■ Saved data entries:
━━━━━━
PR #528, opened 2017-10-25
Fix file browser cancel/connetion issues

hyoshis:
- Changed to queue all file browser operations so that it'll be handled in order. 
- Close operation is queued so that disconnection and resource dispose will happen when all operations are completed.
- When close is requested, it clears all the queued items.
- Re-initialize file tree when file filter is changed

This change fixes the following issues:
https://github.com/Microsoft/carbon/issues/2559
https://github.com/Microsoft/carbon/issues/2557
https://github.com/Microsoft/carbon/issues/2629

### DIFF
--- a/src/Microsoft.SqlTools.ServiceLayer/FileBrowser/FileBrowserService.cs
+++ b/src/Microsoft.SqlTools.ServiceLayer/FileBrowser/FileBrowserService.cs
@@ -28,8 +28,8 @@ namespace Microsoft.SqlTools.ServiceLayer.FileBrowser
         private readonly ConcurrentDictionary<string, FileBrowserOperation> ownerToFileBrowserMap = new ConcurrentDictionary<string, FileBrowserOperation>();
         private readonly ConcurrentDictionary<string, ValidatePathsCallback> validatePathsCallbackMap = new ConcurrentDictionary<string, ValidatePathsCallback>();
         private ConnectionService connectionService;
-        private ConnectedBindingQueue expandNodeQueue = new ConnectedBindingQueue(needsMetadata: false);
-        private static int DefaultExpandTimeout = 120000;
+        private ConnectedBindingQueue fileBrowserQueue = new ConnectedBindingQueue(needsMetadata: false);
+        private static int DefaultTimeout = 120000;
         private string serviceName = "FileBrowser";
 
         /// <summary>
@@ -45,7 +45,7 @@ namespace Microsoft.SqlTools.ServiceLayer.FileBrowser
                 if (connectionService == null)
                 {
                     connectionService = ConnectionService.Instance;
-                    connectionService.RegisterConnectedQueue(this.serviceName, this.expandNodeQueue);
+                    connectionService.RegisterConnectedQueue(this.serviceName, this.fileBrowserQueue);
                 }
                 return connectionService;
             }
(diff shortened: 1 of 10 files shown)


src/Microsoft.SqlTools.ServiceLayer/FileBrowser/FileBrowserService.cs
```diff
@@ -132,90 +132,137 @@ public void InitializeService(ServiceHost serviceHost)
...
-                }
-                else if (!removedOperation.FileTreeCreated)
-                {
-                    removedOperation.Cancel();
-                }
-                else if (hasPendingQueueItems)
-                { 
-                    this.expandNodeQueue.StopQueueProcessor(DefaultExpandTimeout);
-                }
+                var task = Task.Run(() => RunFileBrowserCloseTask(fileBrowserParams, requestContext))
```
kburtram: >ar task = [](start = 17, length = 9)

why are we saving into task variable?  it doesn't look like we use the variable.

src/Microsoft.SqlTools.ServiceLayer/FileBrowser/FileBrowserService.cs
```diff
@@ -132,90 +132,137 @@ public void InitializeService(ServiceHost serviceHost)
...
+                    .ContinueWithOnFaulted(null);
+                await requestContext.SendResult(new FileBrowserCloseResponse() { Succeeded = true });
+            }
+            catch
+            {
+                await requestContext.SendResult(new FileBrowserCloseResponse());
```
kburtram: >requestContext [](start = 22, length = 14)

should we log the failure or include it in the return response?

src/Microsoft.SqlTools.ServiceLayer/FileBrowser/FileBrowserService.cs
```diff
@@ -132,90 +132,137 @@ public void InitializeService(ServiceHost serviceHost)
...
+                        operation.Cancel();
                     }
-                }
-                else
-                {
-                    ownerToFileBrowserMap.TryGetValue(fileBrowserParams.OwnerUri, out browser);
-                    if (browser != null)
+
+                    // Clear queued items
+                    this.fileBrowserQueue.ClearQueuedItems();
```
kburtram: >ClearQueuedItems [](start = 42, length = 16)

so the design is we can only have 1 file browsing operation running at a time?  this is fine for Carbon use case, but in general we try to design features to work correctly in other tools.  For example would this work in a multi-user app where multiple file browses are going on at a time?

I think this design is probably fine for now, though please be sure to think through scenarios beyond carbon UI when designing features.

src/Microsoft.SqlTools.ServiceLayer/FileBrowser/FileBrowserService.cs
hyoshis: updated to log the failure

src/Microsoft.SqlTools.ServiceLayer/FileBrowser/FileBrowserService.cs
hyoshis: Yes, for now since we can have only one file browser dialog at a time, I added all the operations in a queue. But this will need to be changed like in the scenario you mentioned so that multiple file browser operations can work. I'll create an issue to track this.

PR #529, opened 2017-10-26
removing the oe binding context on closing session

llali:


src/Microsoft.SqlTools.ServiceLayer/LanguageServices/ConnectedBindingQueue.cs
```diff
@@ -118,6 +118,15 @@ public void OpenConnections(string serverName, string databaseName, int millisec
             }
         }
 
+        public void RemoveBindigContext(ConnectionInfo connInfo)
```
kburtram: fix typo

PR #531, opened 2017-10-26
Add group id and db display name to OE connection queue key

kburtram:


src/Microsoft.SqlTools.ServiceLayer/LanguageServices/ConnectedBindingQueue.cs
```diff
@@ -72,12 +72,24 @@ public ConnectedBindingQueue(bool needsMetadata)
...
             ConnectionDetails details = connInfo.ConnectionDetails;
-            return string.Format("{0}_{1}_{2}_{3}",
+            string key = string.Format("{0}_{1}_{2}_{3}",
                 details.ServerName ?? "NULL",
                 details.DatabaseName ?? "NULL",
                 details.UserName ?? "NULL",
                 details.AuthenticationType ?? "NULL"
             );
+
+            if (!string.IsNullOrEmpty(details.DatabaseDisplayName))
```
llali: in what scenario we need to add the database display name which is different than database name?

src/Microsoft.SqlTools.ServiceLayer/LanguageServices/ConnectedBindingQueue.cs
```diff
@@ -72,12 +72,24 @@ public ConnectedBindingQueue(bool needsMetadata)
...
+            {
+                key += "_" + details.DatabaseDisplayName;
```
llali: in the connection context we replace the text with "Null" if the value is null. do we need to do the same thing here? Also may be we should check for null and empty string? is it possible the group id is null in one request and empty string in another?

src/Microsoft.SqlTools.ServiceLayer/LanguageServices/ConnectedBindingQueue.cs
kburtram: this is to differentiate connections to "default" (no db name provided) and the default DB (when 'master') has been provided.  Currently if <default> and 'master' connections are in the same group they will have the same connection key, and bad things will happen.

src/Microsoft.SqlTools.ServiceLayer/LanguageServices/ConnectedBindingQueue.cs
kburtram: @llali the idea with this change is the key won't change except for OE, where these values are provided.  In the case the display name is null the argument will be omitted from the key, so the key would be different than any connection that has a display name (really we're comparing <default> and master with display name in key), so we don't need to add a "Null" value to the key to differentiate.

PR #533, opened 2017-10-26
Edit Data: Fixing Defaults Behavior

benrr101:
Although this change was originally started to resolve exceptions when creating rows that have invalid defaults, it now features:
* Default values are added to a new list of default values in CreateRow instead of creating CellUpdate objects, this bypasses validation that caused the failed promise in the first place
* Generating the EditRow from the RowCreate uses the default value if a CellUpdate for the column hasn’t been created, this allows calculated column display values to be displayed
* Query generation has been reworked to allow for
  * Excluding default values
  * Special syntax when all columns are calculated or default values

### DIFF
--- a/src/Microsoft.SqlTools.ServiceLayer/EditData/UpdateManagement/RowCreate.cs
+++ b/src/Microsoft.SqlTools.ServiceLayer/EditData/UpdateManagement/RowCreate.cs
@@ -89,7 +89,7 @@ namespace Microsoft.SqlTools.ServiceLayer.EditData.UpdateManagement
             Validate.IsNotNull(nameof(connection), connection);
 
             // Build the script and generate a command
-            ScriptBuildResult result = BuildInsertScript(true);
+            ScriptBuildResult result = BuildInsertScript(forCommand: true);
             
             DbCommand command = connection.CreateCommand();
             command.CommandText = result.ScriptText;
@@ -123,7 +123,7 @@ namespace Microsoft.SqlTools.ServiceLayer.EditData.UpdateManagement
         /// <returns>INSERT INTO statement</returns>
         public override string GetScript()
         {
-            return BuildInsertScript(false).ScriptText;
+            return BuildInsertScript(forCommand: false).ScriptText;
         }
 
         /// <summary>
@@ -172,6 +172,21 @@ namespace Microsoft.SqlTools.ServiceLayer.EditData.UpdateManagement
 
         #endregion
 
+        /// <summary>
+        /// Generates an INSERT script that will insert this row
+        /// </summary>
+        /// <param name="forCommand">
+        /// If <c>true</c> the script will be generated with an OUTPUT clause for returning all
+        /// values in the inserted row (including computed values). The script will also generate
+        /// parameters for inserting the values.
+        /// If <c>false</c> the script will not have an OUTPUT clause and will have the values
+        /// directly inserted into the script (with proper escaping, of course). 
+        /// </param>
+        /// <returns>A script build result object with the script text and any parameters</returns>
+        /// <exception cref="InvalidOperationException">
+        /// Thrown if there are columns that are not readonly, do not have default values, and were
+        /// not assigned values.
+        /// </exception>
         private ScriptBuildResult BuildInsertScript(bool forCommand)
         {           
             // Process all the columns in this table
@@ -213,7 +228,7 @@ namespace Microsoft.SqlTools.ServiceLayer.EditData.UpdateManagement
                 if (forCommand)
                 {
                     // Since this script is for command use, add parameter for the input value to the list
-                    string paramName = $"@Value{RowId}{i}";
+                    string paramName = $"@Value{RowId}_{i}";
                     inValues.Add(paramName);
 
                     SqlParameter param = new SqlParameter(paramName, cell.Column.SqlDbType) {Value = cell.Value};
@@ -284,7 +299,7 @@ namespace Microsoft.SqlTools.ServiceLayer.EditData.UpdateManagement
                 // Cell has been provided by user, so use that
                 dbCell = cell.AsDbCellValue;
             }
-            return new EditCell(dbCell, true);
+            return new EditCell(dbCell, isDirty: true);
         }
 
         private class ScriptBuildResult
--- a/src/Microsoft.SqlTools.ServiceLayer/EditData/UpdateManagement/RowCreate.cs
+++ b/src/Microsoft.SqlTools.ServiceLayer/EditData/UpdateManagement/RowCreate.cs
@@ -9,6 +9,7 @@ using System.Data;
 using System.Data.Common;
 using System.Data.SqlClient;
 using System.Linq;
+using System.Text;
 using System.Threading.Tasks;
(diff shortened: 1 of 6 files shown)


src/Microsoft.SqlTools.ServiceLayer/EditData/UpdateManagement/RowCreate.cs
```diff
@@ -74,50 +88,13 @@ public override DbCommand GetCommand(DbConnection connection)
...
-                SqlParameter param = new SqlParameter(paramName, cell.Column.SqlDbType)
-                {
-                    Value = cell.Value
-                };
-                command.Parameters.Add(param);
-            }
-            string joinedInColumns = string.Join(", ", inColumns);
-            string joinedOutColumns = string.Join(", ", outColumns);
+            // Build the script and generate a command
+            ScriptBuildResult result = BuildInsertScript(true);
```
kevcunnane: Minor: it's nice to name the random bool parameter so I know what `true` actually indicates.

src/Microsoft.SqlTools.ServiceLayer/EditData/UpdateManagement/RowCreate.cs
```diff
@@ -152,35 +123,7 @@ public override EditRow GetEditRow(DbCellValue[] cachedRow)
...
-                values.Add(SqlScriptFormatter.FormatValue(cell.Value, column));
-            }
-            string joinedValues = string.Join(", ", values);
-
-            // Get the start clause
-            string start = GetTableClause();
-
-            // Put the whole #! together
-            return string.Format(InsertCompleteScript, start, joinedValues);
+            return BuildInsertScript(false).ScriptText;
```
kevcunnane: Again, what does the `false` do? Param name like `includeXyz: false` would be great.

src/Microsoft.SqlTools.ServiceLayer/EditData/UpdateManagement/RowCreate.cs
```diff
@@ -227,16 +172,125 @@ public override EditUpdateCellResult SetCell(int columnId, string newValue)
 
         #endregion
 
-        private string GetTableClause()
+        private ScriptBuildResult BuildInsertScript(bool forCommand)
```
kevcunnane: And what does `forCommand` mean?

src/Microsoft.SqlTools.ServiceLayer/EditData/UpdateManagement/RowCreate.cs
```diff
@@ -227,16 +172,125 @@ public override EditUpdateCellResult SetCell(int columnId, string newValue)
...
+                    
+                    // There is a default value, so trust the db will apply it
+                    continue;
+                }
+
+                // Add the input values
+                if (forCommand)
+                {
+                    // Since this script is for command use, add parameter for the input value to the list
+                    string paramName = $"@Value{RowId}{i}";
```
kevcunnane: This syntax is making me wonder what is string value and what part is looked up. What'll this be? Will it end up being `@Value12` or something? This is a case where simple string.Format might make it more readable.

kevcunnane: Also if it is `@Value12` like I'm guessing, could you ever get a conflict between different params? E.g. Row 11 col 1 is `@Value111`, and Row 1 col 11 is also `@Value111`? Shouldn't there be a `_` in the middle to avoid this? Again, maybe i'm missing something...

src/Microsoft.SqlTools.ServiceLayer/EditData/UpdateManagement/RowCreate.cs
```diff
@@ -227,16 +172,125 @@ public override EditUpdateCellResult SetCell(int columnId, string newValue)
...
+            }
+            
+            // Begin the script (ie, INSERT INTO blah)
+            StringBuilder queryBuilder = new StringBuilder();
+            queryBuilder.AppendFormat(InsertScriptStart, AssociatedObjectMetadata.EscapedMultipartName);
+            
+            // Add the input columns (if there are any)
+            if (inColumns.Count > 0)
+            {
+                string joinedInColumns = string.Join(", ", inColumns);
```
kevcunnane: Me being dumb: for a single column this won't have a `, ` correct?

src/Microsoft.SqlTools.ServiceLayer/EditData/UpdateManagement/RowCreate.cs
```diff
@@ -227,16 +172,125 @@ public override EditUpdateCellResult SetCell(int columnId, string newValue)
...
+                queryBuilder.AppendFormat(InsertScriptColumns, joinedInColumns);
+            }
+            
+            // Add the output columns (this will be empty if we are not building for command)
+            if (outColumns.Count > 0)
```
kevcunnane: Minor: this is repeated logic. A `joinAndAppend` method could check count > 0 and append comma-delimited values to the builder.

src/Microsoft.SqlTools.ServiceLayer/EditData/UpdateManagement/RowCreate.cs
```diff
@@ -227,16 +172,125 @@ public override EditUpdateCellResult SetCell(int columnId, string newValue)
...
+                    RawObject = null,
+                    RowId = RowId
+                };
+            }
+            else
+            {
+                // Cell has been provided by user, so use that
+                dbCell = cell.AsDbCellValue;
+            }
+            return new EditCell(dbCell, true);
```
kevcunnane: Again what does `true` mean?

src/Microsoft.SqlTools.ServiceLayer/EditData/UpdateManagement/RowCreate.cs
benrr101: Good flipping catch! I hadn't thought of a scenario like that. At the moment it's not an issue due to only being able to edit one row at a time, but I don't want to be limited to that.

src/Microsoft.SqlTools.ServiceLayer/EditData/UpdateManagement/RowCreate.cs
benrr101: Correct, `string.Join()` only puts the "glue" (`", "`) in between the values. A single value wouldn't get any glue.

src/Microsoft.SqlTools.ServiceLayer/EditData/UpdateManagement/RowCreate.cs
benrr101: Since this fix still doesn't address triggers, I'm in the process of working on another change that will fix some of the repeated logic. As such, I'll leave this as-is for now.

src/Microsoft.SqlTools.ServiceLayer/EditData/UpdateManagement/RowCreate.cs
benrr101: I thought I didn't need block comments for private methods?

benrr101:
@kevcunnane please take a look at the updates and see if they match your comments

PR #535, opened 2017-10-29
Fix empty result set error handling and metadata service returning correct type name

kevcunnane:
- HandleSimpleExecuteRequest now handles the case where no rows are in a result by cleanly returning a success message but with no rows included. This is handled in the front-end instead and goes through the standard path (with a clean explanation message) instead of showing a `error: no results to return`
- MetadataService was always meant to include the type name in the return result, as otherwise the front end has to guess. In order to fix a bug where this resulted in scripting based on the metadata failing (as front-end used `Procedure` instead of `StoredProcedure`), I'm returning the data here. I'll have a matching front end fix but this is overall a good solution to have.

### DIFF
--- a/src/Microsoft.SqlTools.ServiceLayer/QueryExecution/QueryExecutionService.cs
+++ b/src/Microsoft.SqlTools.ServiceLayer/QueryExecution/QueryExecutionService.cs
@@ -230,8 +230,7 @@ namespace Microsoft.SqlTools.ServiceLayer.QueryExecution
                         {
                             // check to make sure any results were recieved
                             if (query.Batches.Length == 0 
-                                || query.Batches[0].ResultSets.Count == 0
-                                || query.Batches[0].ResultSets[0].RowCount == 0) 
+                                || query.Batches[0].ResultSets.Count == 0) 
                             {
                                 await requestContext.SendError(SR.QueryServiceResultSetHasNoResults);
                                 return;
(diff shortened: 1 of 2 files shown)


src/Microsoft.SqlTools.ServiceLayer/QueryExecution/QueryExecutionService.cs
```diff
@@ -245,22 +244,27 @@ public void InitializeService(ServiceHost serviceHost)
...
-                            };
-                            // get the data to send back
-                            ResultSetSubset subset = await InterServiceResultSubset(subsetRequestParams);
                             SimpleExecuteResult result = new SimpleExecuteResult
                             {
-                                RowCount = query.Batches[0].ResultSets[0].RowCount,
+                                RowCount = rowCount,
                                 ColumnInfo = query.Batches[0].ResultSets[0].Columns,
-                                Rows = subset.Rows
+                                Rows = new DbCellValue[0][]
```
anthonydresser: Why is this set to a empty object? if there are no rows, wouldn't we want this value to be null?

kevcunnane: It minimizes the risk that the caller will handle things incorrectly since this way you have a length for the rows no matter what. 

It's done this way in some other calls - basically it's easier to return an empty object since that's what this really is. It's a result set with no rows, not `null` rows.

PR #537, opened 2017-10-31
making database info request handler async

llali:
Create a class which can be used for handling any request async. Using the class in the admin service to handler database info request async. Didn't have to send notification for this. as long as the request handler running a task async, then it won't block other requests

### DIFF
--- a/src/Microsoft.SqlTools.ServiceLayer/Admin/AdminService.cs
+++ b/src/Microsoft.SqlTools.ServiceLayer/Admin/AdminService.cs
@@ -12,6 +12,8 @@ using System.Threading.Tasks;
 using System.Xml;
 using Microsoft.SqlServer.Management.Smo;
 using System.Collections.Concurrent;
+using Microsoft.SqlTools.ServiceLayer.AsyncRequest;
+using System.Threading;
 
 namespace Microsoft.SqlTools.ServiceLayer.Admin
 {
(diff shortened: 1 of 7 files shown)


src/Microsoft.SqlTools.ServiceLayer/Admin/AdminService.cs
```diff
@@ -148,29 +150,37 @@ await requestContext.SendResult(new CreateDatabaseResponse()
...
+            };
+        }
+
         /// <summary>
         /// Return database info for a specific database
         /// </summary>
         /// <param name="connInfo"></param>
         /// <returns></returns>
-        internal static DatabaseInfo GetDatabaseInfo(ConnectionInfo connInfo)
+            internal static DatabaseInfo GetDatabaseInfo(ConnectionInfo connInfo)
```
llali: will remove the extra spaces

src/Microsoft.SqlTools.ServiceLayer/Admin/AdminService.cs
```diff
@@ -12,6 +12,8 @@
 using System.Xml;
 using Microsoft.SqlServer.Management.Smo;
 using System.Collections.Concurrent;
+using Microsoft.SqlTools.ServiceLayer.AsyncRequest;
```
kburtram: sort please.

PR #539, opened 2017-10-31
Fix/admin database info simple fix

llali:
This is a simple fix for the admin service blocking other requests. Simply running the code that gets database info in a separate tasks so that other messages don't get blocked by it


src/Microsoft.SqlTools.ServiceLayer/Admin/AdminService.cs
```diff
@@ -163,7 +163,7 @@ await requestContext.SendResult(new GetDatabaseInfoResponse()
                     });
                 };
 
-                Task.Run(() => requestHandler());
+                Task task = Task.Run(async () => await requestHandler());
```
kevcunnane: You need to add the `.ContinueOnFaulted` extension method to any task kicked off by `Task.Run`, or it will crash the process on an unexpected failure. You should add the code to do a `SendError` as part of this method - currently your try/catch doesn't really do anything since it won't actually catch errors inside the `requestHandler = async ...` function.

src/Microsoft.SqlTools.ServiceLayer/Metadata/MetadataService.cs
```diff
@@ -66,24 +66,29 @@ public void InitializeService(ServiceHost serviceHost)
...
-                {
-                    Metadata = metadata.ToArray()
-                });
+                    await requestContext.SendResult(new MetadataQueryResult
+                    {
+                        Metadata = metadata.ToArray()
+                    });
+                };
+
+                Task task = Task.Run(async () => await requestHandler());
```
kevcunnane: Again, this must have `ContinueOnFaulted` and `SendError` inside this.

PR #540, opened 2017-11-01
fix edge case for single batch multi line

anthonydresser:
Fixes an edge case that wasn't being handled


abist:
Are you sure this doesn't break any other scenario? This place is very delicate to touch

anthonydresser:
@abist luckily this code change only affects queries with 1 batch, since otherwise it is reassigned otherwise. I tested what I could think of with 1 batch.

kevcunnane:
@anthonydresser are you planning on committing this in? It's been approved.

PR #542, opened 2017-11-01
Fixing a bug with restore sends wrong exception to client 

llali:
Fixing an issue with connection failure error was sent to client after restore was done. 

Restore operation closes the binding queue connections before restore starts and opens them after it's done, sometimes opening the connection fails after restore is done because the database stays in "Restoring" status. So the we should only try to open then connection and not send error to client if it fails.

Also added restore exceptions to log for troubleshooting

### DIFF
--- a/src/Microsoft.SqlTools.ServiceLayer/LanguageServices/ConnectedBindingQueue.cs
+++ b/src/Microsoft.SqlTools.ServiceLayer/LanguageServices/ConnectedBindingQueue.cs
@@ -125,7 +125,14 @@ namespace Microsoft.SqlTools.ServiceLayer.LanguageServices
             {
                 if (bindingContext.BindingLock.WaitOne(millisecondsTimeout))
                 {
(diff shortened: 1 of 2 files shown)


src/Microsoft.SqlTools.ServiceLayer/LanguageServices/ConnectedBindingQueue.cs
```diff
@@ -125,7 +125,14 @@ public void OpenConnections(string serverName, string databaseName, int millisec
             {
                 if (bindingContext.BindingLock.WaitOne(millisecondsTimeout))
                 {
-                    bindingContext.ServerConnection.Connect();
+                    try
+                    {
+                        bindingContext.ServerConnection.Connect();
```
kburtram: is it really safe to ignore failures trying to reconnect?  i.e. will this cause random failures in other feature areas?

PR #543, opened 2017-11-02
Fix/scripting server name

llali:
Scripting operation should get the server name using SMO the same way server class does. otherwise they might get different values which fails the scripting.

### DIFF
--- a/src/Microsoft.SqlTools.ServiceLayer/Scripting/ScriptingScriptOperation.cs
+++ b/src/Microsoft.SqlTools.ServiceLayer/Scripting/ScriptingScriptOperation.cs
@@ -9,11 +9,11 @@ using System.Data.SqlClient;
 using System.IO;
 using System.Linq;
 using System.Reflection;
━━━━━━
■ EXERCISE REQUIREMENTS:
Here the job is to transcribe the lines from the first line of the data through the line containing "-28,8 +28,8 @@", inclusive, exactly and with nothing else.

■ EXERCISE RESULT:
PR #528, opened 2017-10-25
Fix file browser cancel/connetion issues

hyoshis:
- Changed to queue all file browser operations so that it'll be handled in order. 
- Close operation is queued so that disconnection and resource dispose will happen when all operations are completed.
- When close is requested, it clears all the queued items.
- Re-initialize file tree when file filter is changed

This change fixes the following issues:
https://github.com/Microsoft/carbon/issues/2559
https://github.com/Microsoft/carbon/issues/2557
https://github.com/Microsoft/carbon/issues/2629

### DIFF
--- a/src/Microsoft.SqlTools.ServiceLayer/FileBrowser/FileBrowserService.cs
+++ b/src/Microsoft.SqlTools.ServiceLayer/FileBrowser/FileBrowserService.cs
@@ -28,8 +28,8 @@ namespace Microsoft.SqlTools.ServiceLayer.FileBrowser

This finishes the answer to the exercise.